Collected data:
PR #7426, opened 2022-12-08
Avoid poly_user_note_set twice

tianyuanhao:
f06f810 incorrectly introduces a boolean flip, resulting in a senseless
 poly_user_note_set even though the user comment has been set correctly.

### DIFF
--- a/scripts/install-multi-user.sh
+++ b/scripts/install-multi-user.sh
@@ -575,7 +575,7 @@ EOF
     # to extract _just_ the user's note, instead it is prefixed with
     # some plist junk. This was causing the user note to always be set,
     # even if there was no reason for it.
-    if ! poly_user_note_get "$username" | grep -q "Nix build user $coreid"; then
+    if poly_user_note_get "$username" | grep -q "Nix build user $coreid"; then
         row "              Note" "Nix build user $coreid"
     else
         poly_user_note_set "$username" "Nix build user $coreid"


abathur:
I'm not sure this is right, either. 

The existing code is trying to print the note if it is already set (grep exits 0), and otherwise set the note. That seems like the correct logic, yeah?

tianyuanhao:
@abathur In _Bash_, `0` is __true__, `1` is __false__. This results in __redundant__ `poly_user_note_set`.

@fricklerhandwerk Fine, I will rewrite the commit message. I thought the commit title is fine, because it just tell people what the commit did.

abathur:
> @abathur In _Bash_, `0` is **true**, `1` is **false**.

Yes, I know. This looks correct--not sure how I mis-read your diff on the first pass. Apologies for the noise.

Ericson2314:
Wouldn't that `!` only apply to `poly_user_note_get` itself? I would think that should never return non-`0` so yeah this just seems wrong.

Do we have automatic tests for the installer?

abathur:
> Do we have automatic tests for the installer?

There is a golden-path kind of test, but you need to do some one time cachix setup to enable it. See https://nixos.org/manual/nix/stable/contributing/hacking.html

> Wouldn't that `!` only apply to `poly_user_note_get` itself? I would think that should never return non-`0` so yeah this just seems wrong.

The most relevant bit from https://www.gnu.org/software/bash/manual/bash.html#Pipelines is:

■ REQUIRED WORK ■
Word for word, restate the lines of the data above that fall between the line holding "--- a/scripts/install-multi-user.sh" and the line holding "if ! poly_user_note_get", inclusive, and no other lines.

■ RESPONSE TO THIS TASK ■
--- a/scripts/install-multi-user.sh
+++ b/scripts/install-multi-user.sh
@@ -575,7 +575,7 @@ EOF
     # to extract _just_ the user's note, instead it is prefixed with
     # some plist junk. This was causing the user note to always be set,
     # even if there was no reason for it.
-    if ! poly_user_note_get "$username" | grep -q "Nix build user $coreid"; then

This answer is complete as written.